Walt Maddox started singing as a teenager on the street corners of Manchester with a group called The Blenders. The group was a staple of the City's then-bustling lounge circuit, and by 1960, Maddox had cut his first single, released on the local Calico label, "Pinch Me" b/w "Would I?" (CSM 118).
He made his claim to fame when he joined The Marcels in May of 1961, after original members Richard Knauss and Gene Bricker jumped ship.
The group recorded “Heartaches” (Colpix 612), their second big hit, in September of 1961, with Maddox singing as second tenor.
And it's turned into a heck of a long-term relationship. Maddox sang with the group, through its many permutations, for four decades before becoming its manager and producer in 1999. And what a history.
In the early 1990s the group included Maddox, Fred Johnson, Richard Harris, Jules Hopson, and Richie Merritt, a pretty fair collection of Pittsburgh doo-wop All-Stars.
The Marcels split in 1995, when Fred Johnson formed his own group with a new cast. The rest of the gang replaced him with bass man Ted "Reno" Smith. And hey, you know it had to end up in court; how many Marcels can the oldies circuit stand?
Maddox won a lawsuit against now-departed Sunny James Svetnic, the manager of Johnson's group, for trademark infringement in 1996. In February of 2004, after a waging yet another court battle, Maddox was awarded all legal rights to the Marcels.
The Marcels are probably hotter now than in their heyday. The group was elected to the Vocal Group Hall of Fame in 2002, and they gigged nationally for 20 weeks last year, hitting clubs from Atlantic City to Las Vegas while touring.
Last year, they performed at the Arena for the annual Christmas-time doo-wop blowout. They cut a track on 2004's "Pittsburgh Music Legends," a disk made to benefit the local Boys and Girls Clubs. But Maddox is much more than the Marcels.
He's gone on stage as a solo act, and his “Tribute to Nat King Cole” show was a huge success. Maddox performed it with the Pittsburgh Symphony, the Wheeling Symphony, and the Westmoreland Symphony. Maddox took the hit show overseas to St. Thomas, Aruba, Tokyo and Okinawa.

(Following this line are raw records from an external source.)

PR #6650, opened 2025-06-20
Add io.github.teamclouday.AndroidMic

wiiznokes:

- [x] Please describe the application briefly. Use your Android phone as a microphone for your PC

https://github.com/user-attachments/assets/1e784336-717c-4e38-bc29-77c046b3c34b

- [x] I am an _(please keep whichever is applicable and remove the rest)_ upstream contributor to the project.
      If not, I contacted upstream developers about this submission. https://github.com/teamclouday/AndroidMic/issues/82

### DIFF
--- a/io.github.teamclouday.AndroidMic.json
+++ b/io.github.teamclouday.AndroidMic.json
@@ -1,5 +1,5 @@
 {
-  "id": "io.github.teamclouday.android-mic",
+  "id": "io.github.teamclouday.AndroidMic",
   "runtime": "org.freedesktop.Platform",
   "runtime-version": "24.08",
   "base": "com.system76.Cosmic.BaseApp",
@@ -63,7 +63,7 @@
         {
           "type": "git",
           "url": "https://github.com/wiiznokes/AndroidMic.git",
-          "commit": "f9803dd8ecadb23982b5896b3fca6404b1890605"
+          "commit": "cd56a77d2b3de1434f29b0ac05601782b1ddb8ae"
         },
         "cargo-sources.json"
       ]


wiiznokes:
I probably need a better solution to include adb. I'm open to sugestion

bbhtt:
screenshot is not video also you have to complete the checklist, tick the missing ones once it is done.

io.github.teamclouday.android-mic.json
```diff
@@ -0,0 +1,84 @@
...
+    {
+      "name": "adb",
+      "buildsystem": "simple",
+      "build-commands": ["install -Dm0755 platform-tools/adb /app/bin/adb"],
+      "sources": [
+        {
+          "type": "archive",
+          "strip-components": 0,
+          "dest-filename": "platform-tools-latest-linux.zip",
+          "url": "http://dl.google.com/android/repository/platform-tools-latest-linux.zip",
```
hfiguiere: how does that work on aarch64?

io.github.teamclouday.android-mic.json
```diff
@@ -0,0 +1,84 @@
...
+      "name": "protoc",
+      "buildsystem": "simple",
+      "build-commands": ["install -Dm0755 bin/protoc /app/bin/protoc"],
+      "cleanup": ["*"],
+      "sources": [
+        {
+          "type": "archive",
+          "strip-components": 0,
+          "dest-filename": "protoc.zip",
+          "url": "https://github.com/protocolbuffers/protobuf/releases/download/v29.3/protoc-29.3-linux-x86_64.zip",
```
hfiguiere: why don't you build from source?

io.github.teamclouday.android-mic.json
```diff
@@ -0,0 +1,84 @@
...
+  "sdk-extensions": ["org.freedesktop.Sdk.Extension.rust-stable"],
+  "command": "android-mic",
+  "finish-args": [
+    "--share=ipc",
+    "--socket=fallback-x11",
+    "--socket=wayland",
+    "--device=dri",
+    "--share=network",
+    "--talk-name=com.system76.CosmicSettingsDaemon",
+    "--filesystem=xdg-config/cosmic:ro",
```
bbhtt: needs exception

io.github.teamclouday.android-mic.json
```diff
@@ -0,0 +1,84 @@
...
+    "--device=usb",
```
bbhtt: This will not work on older flatpak versions

io.github.teamclouday.android-mic.json
```diff
@@ -0,0 +1,84 @@
...
+    "--socket=pulseaudio",
+    "--filesystem=xdg-run/pipewire-0 "
```
bbhtt:
```suggestion
    "--filesystem=xdg-run/pipewire-0"
```

this should be :ro?

io.github.teamclouday.android-mic.json
hfiguiere: device=usb isn't allowed as it is not compatible with most distro.

io.github.teamclouday.android-mic.json
wiiznokes: idk, afiak, adb is cross arch. But i can't test on aarch64

io.github.teamclouday.android-mic.json
wiiznokes: it's simpler this way i think

io.github.teamclouday.android-mic.json
hfiguiere: also this is an unversionned version which mean the build will break all the time. This should be a specific version. No "latest".

wiiznokes: i look over internet, and google doesn't provide link to download adb. I just found this link on this page https://developer.android.com/tools/releases/platform-tools#revisions

hfiguiere: > idk, afiak, adb is cross arch. But i can't test on aarch64

you don't know. it's your job here to know.

io.github.teamclouday.android-mic.json
hfiguiere: no it's not.

io.github.teamclouday.android-mic.json
wiiznokes: should i just disable the usb feature in the app? It wasn't working on my setup anyway when i tested

wiiznokes: > This will not work on older flatpak versions

you mean only the ""--device=usb"," line ?

bbhtt: yes

io.github.teamclouday.android-mic.json
wiiznokes: looks like arm isn't supported https://copr.fedorainfracloud.org/tmp/tmpp8kg92hp/niri.spec

io.github.teamclouday.android-mic.json
bbhtt: > should i just disable the usb feature in the app? 

if it makes sense. talk with upstream.

io.github.teamclouday.android-mic.json
wiiznokes: why?

io.github.teamclouday.android-mic.json
wiiznokes: done https://github.com/flathub-infra/flatpak-builder-lint/pull/670

io.github.teamclouday.android-mic.json
wiiznokes: i disabled adb option when on arm arch

io.github.teamclouday.android-mic.json
wiiznokes: i don't think it will be simpler to build from source. The project require a lot of build dependencies. I don't see why using the release on Github is not fine

io.github.teamclouday.android-mic.json
wiiznokes: i disabled the usb option. I'm sure upstream will be fine with that, he don't really care about flatpak

hfiguiere: you did find about `device=usb` in the documentation, right? Did you read that documentation?

wiiznokes: Yeah, but it doesn't works even on my system (with a up to date flatpak version)

io.github.teamclouday.android-mic.json
wiiznokes: > also this is an unversionned version which mean the build will break all the time. This should be a specific version. No "latest".

i honestly think it would be easier to fix the build at each update, because building adb is a pain, and release are not that frequent

hfiguiere: > i honestly think it would be easier to fix the build at each update

No it's not. Should be buildable at all times. Android have releases just pin one of them.

io.github.teamclouday.android-mic.json
hfiguiere: applications that need access to USB should use `device=all`.

don't know what not working since you are not telling.

io.github.teamclouday.android-mic.json
bbhtt: I think not building this from source is OK, as it is being cleaned up later. But also I don't think it requires a lot of dependencies, I see a bunch of apps building it without much. https://github.com/flathub/re.sonny.Workbench/blob/cd9237afb29ea9c6d5f356ba3a50751c294ab707/modules/libshumate.json#L14-L25

io.github.teamclouday.android-mic.json
bbhtt: some distros use this fork for abd https://github.com/nmeum/android-tools/ which is versioned and can be built from source. Probably also buildable on arm64

io.github.teamclouday.android-mic.json
```diff
@@ -0,0 +1,84 @@
...
+      "buildsystem": "simple",
+      "build-commands": ["install -Dm0755 platform-tools/adb /app/bin/adb"],
+      "sources": [
+        {
+          "type": "archive",
+          "strip-components": 0,
+          "dest-filename": "platform-tools-latest-linux.zip",
+          "url": "http://dl.google.com/android/repository/platform-tools-latest-linux.zip",
+          "sha256": "0ead642c943ffe79701fccca8f5f1c69c4ce4f43df2eefee553f6ccb27cbfbe8",
+          "only_arches": ["x86_64"]
```
bbhtt: what happens to the aarch64 build of the app without adb? I don't think it's a good idea to build x86_64 and arm64 slightly different.

io.github.teamclouday.android-mic.json
wiiznokes: it's indeed easier than i expected. I copy pasted the code to build from source

io.github.teamclouday.android-mic.json
wiiznokes: It was an error about accessory on the phone. I think the code for the usb option is not perfect currently, so it's fine to disable it for now utils it get fixed. I'm not even sure the error was due to flatpak, but more about detecting all phones

io.github.teamclouday.android-mic.json
wiiznokes: Yeah, i saw that in the fedora spec file. I'm currently trying to build it without success :/

wiiznokes:
oops, the appid should be `io.github.teamclouday.AndroidMic`

io.github.teamclouday.android-mic.json
hfiguiere: how do you access the device?

wiiznokes: with the Accessory protocol (https://github.com/teamclouday/AndroidMic/blob/main/RustApp/src/streamer/usb_streamer.rs)

hfiguiere: so basically you don't know. You are just winging it.

wiiznokes: yes and ? I'm just trying to add the app on flathub, not fixing every bug in the app. I'm not even the author of this part of the code. I already proposed a compromise by removing the option in the app, what do you want more

hfiguiere: so don't even read what I wrote. Nor the relevant bits in the documentation.

We didn't ask you to neuter USB support. We told you that `device=usb` didn't work. I even told you what to use instead. How does it access to the devices otherwise? I doubt this is even functional in the present state. But when I ask you how to access the device you link to some source code instead of telling me "it opens the USB devices" which with the current manifest won't work.

Part of the responsibility of packaging something is to be able to answer these questions. 

If the app is not functional there is no reason to submit it.

hfiguiere: The doc that would have answered all the questions https://docs.flatpak.org/en/latest/sandbox-permissions.html#device-access

io.github.teamclouday.android-mic.json
wiiznokes: closing as i'm planning to build it

io.github.teamclouday.android-mic.json
wiiznokes: Fyi, i already tested with `device=all` and it didn't work either. The adb one worked with no `device=all` or `device=usb` for some reason.

> If the app is not functional there is no reason to submit it.

Ofc, but in this case, it's just a feature of the app that don't work. Plus, the usb option can easilly be replaced by adb, so it not really important

gmanskibiditoilet:
> oops, the appid should be `io.github.teamclouday.AndroidMic`

great application, would u like to further test the flathub build?

wiiznokes:
> great application, would u like to further test the flathub build?

ty. I already know some bugs i need to fix. Notably the audio that make the app freeze 1/2 time. Maybe you can test if you have the same issue. I also didn't test the wifi option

You can catch his act in local clubs, too. When he has the time, the Walt Maddox Revue plays the region's venues.
He's active in the production end of the business. His Super M label churns out local acts - in fact, his last CD, “Walt Maddox Sings Favorites and More,” was released on the impress.
Maddox still bird-dogs local talent. He pushed the career of Beaver Fall's child prodigy Vanessa Campagna, a country songbird who's opened for Wynona Judd, Clint Black, Vince Gill and Reba McIntire. His label also records up-and comers like Alexa Magnotto, Kelsey Wilson, B. Elle, and Brittany Ulrich.
Maddox, like so many other Pittsburgh musicians, is a home boy who gives back to the community. He produces and performs an anti-drug school assembly program, “Wake Up Your Dreams.” That show may be his greatest achievement; thousands of students in Pittsburgh, Florida, Michigan, Ohio, West Virginia, Nevada, Arizona, California and as far away as Okinawa have been exposed to his upbeat message.
In fact, he had a hand in the superstar Christina Aguilera's rise during the early stages of her career, when she opened regularly for his “Wake Up Your Dreams” concerts with The Marcels.
Singer for a Hall of Fame band, Northside Old Timers Lifetime Achievement awardee (even though he lives in Ross now), producer, operator of his own label - Walt Maddox is Pittsburgh's one-man music majordomo - literally, The Mayor of the Palace. And that is who he is.